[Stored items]

------------------------------

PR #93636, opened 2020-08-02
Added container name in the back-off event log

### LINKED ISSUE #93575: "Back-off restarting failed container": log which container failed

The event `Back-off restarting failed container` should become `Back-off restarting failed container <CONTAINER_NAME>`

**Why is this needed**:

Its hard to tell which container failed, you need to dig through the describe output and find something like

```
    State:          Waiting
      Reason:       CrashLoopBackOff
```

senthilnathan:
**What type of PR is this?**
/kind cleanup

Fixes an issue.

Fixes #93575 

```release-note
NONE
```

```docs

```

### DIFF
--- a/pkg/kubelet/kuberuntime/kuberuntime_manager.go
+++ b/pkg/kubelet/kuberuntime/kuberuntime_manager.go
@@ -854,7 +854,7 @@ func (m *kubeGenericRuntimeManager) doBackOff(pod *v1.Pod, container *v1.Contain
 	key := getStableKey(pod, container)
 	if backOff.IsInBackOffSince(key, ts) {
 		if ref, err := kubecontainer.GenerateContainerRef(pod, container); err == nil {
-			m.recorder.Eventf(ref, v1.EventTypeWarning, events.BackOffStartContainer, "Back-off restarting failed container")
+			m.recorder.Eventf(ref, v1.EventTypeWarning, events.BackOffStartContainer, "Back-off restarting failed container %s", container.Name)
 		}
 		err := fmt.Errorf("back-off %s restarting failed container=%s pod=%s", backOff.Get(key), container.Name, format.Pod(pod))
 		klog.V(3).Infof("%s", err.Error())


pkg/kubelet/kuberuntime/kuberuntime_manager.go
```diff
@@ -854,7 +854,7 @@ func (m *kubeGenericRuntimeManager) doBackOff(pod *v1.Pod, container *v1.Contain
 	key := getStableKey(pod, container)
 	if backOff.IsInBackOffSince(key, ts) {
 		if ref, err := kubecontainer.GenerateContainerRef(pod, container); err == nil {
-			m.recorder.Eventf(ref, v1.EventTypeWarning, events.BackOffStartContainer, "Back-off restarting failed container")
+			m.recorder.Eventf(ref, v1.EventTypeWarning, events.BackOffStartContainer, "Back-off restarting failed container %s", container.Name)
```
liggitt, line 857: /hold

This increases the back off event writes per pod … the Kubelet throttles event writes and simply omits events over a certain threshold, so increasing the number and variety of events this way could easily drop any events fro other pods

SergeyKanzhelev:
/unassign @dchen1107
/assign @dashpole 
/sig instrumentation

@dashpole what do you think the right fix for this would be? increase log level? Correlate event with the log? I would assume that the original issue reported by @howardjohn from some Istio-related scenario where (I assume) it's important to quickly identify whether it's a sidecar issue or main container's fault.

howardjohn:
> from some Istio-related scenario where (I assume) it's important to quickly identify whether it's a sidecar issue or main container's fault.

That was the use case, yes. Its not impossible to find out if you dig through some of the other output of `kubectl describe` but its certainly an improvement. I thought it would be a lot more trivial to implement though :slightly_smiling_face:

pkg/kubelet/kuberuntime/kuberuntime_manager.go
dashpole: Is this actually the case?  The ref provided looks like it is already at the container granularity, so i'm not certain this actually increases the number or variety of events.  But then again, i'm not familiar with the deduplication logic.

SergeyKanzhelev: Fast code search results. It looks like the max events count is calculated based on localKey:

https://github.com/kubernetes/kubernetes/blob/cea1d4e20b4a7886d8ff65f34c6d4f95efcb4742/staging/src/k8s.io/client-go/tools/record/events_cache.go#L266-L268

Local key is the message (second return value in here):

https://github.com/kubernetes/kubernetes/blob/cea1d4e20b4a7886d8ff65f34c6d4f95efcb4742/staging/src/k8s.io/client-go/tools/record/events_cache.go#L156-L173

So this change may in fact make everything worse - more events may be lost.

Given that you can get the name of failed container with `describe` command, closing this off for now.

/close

------------------------------

■ Work instruction: Copy out, word for word, the part of the entries above that begins at the line with "That was the" and ends at the line with "So this change", including both.

■ Finished task:
That was the use case, yes. Its not impossible to find out if you dig through some of the other output of `kubectl describe` but its certainly an improvement. I thought it would be a lot more trivial to implement though :slightly_smiling_face:

pkg/kubelet/kuberuntime/kuberuntime_manager.go
dashpole: Is this actually the case?  The ref provided looks like it is already at the container granularity, so i'm not certain this actually increases the number or variety of events.  But then again, i'm not familiar with the deduplication logic.

SergeyKanzhelev: Fast code search results. It looks like the max events count is calculated based on localKey:

https://github.com/kubernetes/kubernetes/blob/cea1d4e20b4a7886d8ff65f34c6d4f95efcb4742/staging/src/k8s.io/client-go/tools/record/events_cache.go#L266-L268

Local key is the message (second return value in here):

https://github.com/kubernetes/kubernetes/blob/cea1d4e20b4a7886d8ff65f34c6d4f95efcb4742/staging/src/k8s.io/client-go/tools/record/events_cache.go#L156-L173

So this change may in fact make everything worse - more events may be lost.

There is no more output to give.